PR #1310, opened 2022-02-22
add node id to pageserver

LizardWizzard:
This adds node id parameter to pageserver configuration. Also I use a
simple builder to construct pageserver config struct to avoid setting
node id to some temporary invalid value. Some of the changes in test
fixtures are needed to split init and start operations for envrionment.

### DIFF
--- a/pageserver/src/bin/pageserver.rs
+++ b/pageserver/src/bin/pageserver.rs
@@ -61,7 +61,7 @@ fn main() -> Result<()> {
                 .number_of_values(1)
                 .multiple_occurrences(true)
                 .help("Additional configuration overrides of the ones from the toml config file (or new ones to add there).
-                Any option has to be a valid toml document, example: `-c \"foo='hey'\"` `-c \"foo={value=1}\"`"),
+                Any option has to be a valid toml document, example: `-c=\"foo='hey'\"` `-c=\"foo={value=1}\"`"),
         )
         .get_matches();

****

_GOAL OF THE EXERCISE_
Among the lines above, count those containing "pageserver", and give only the number.

_PROBLEM SOLUTION_
5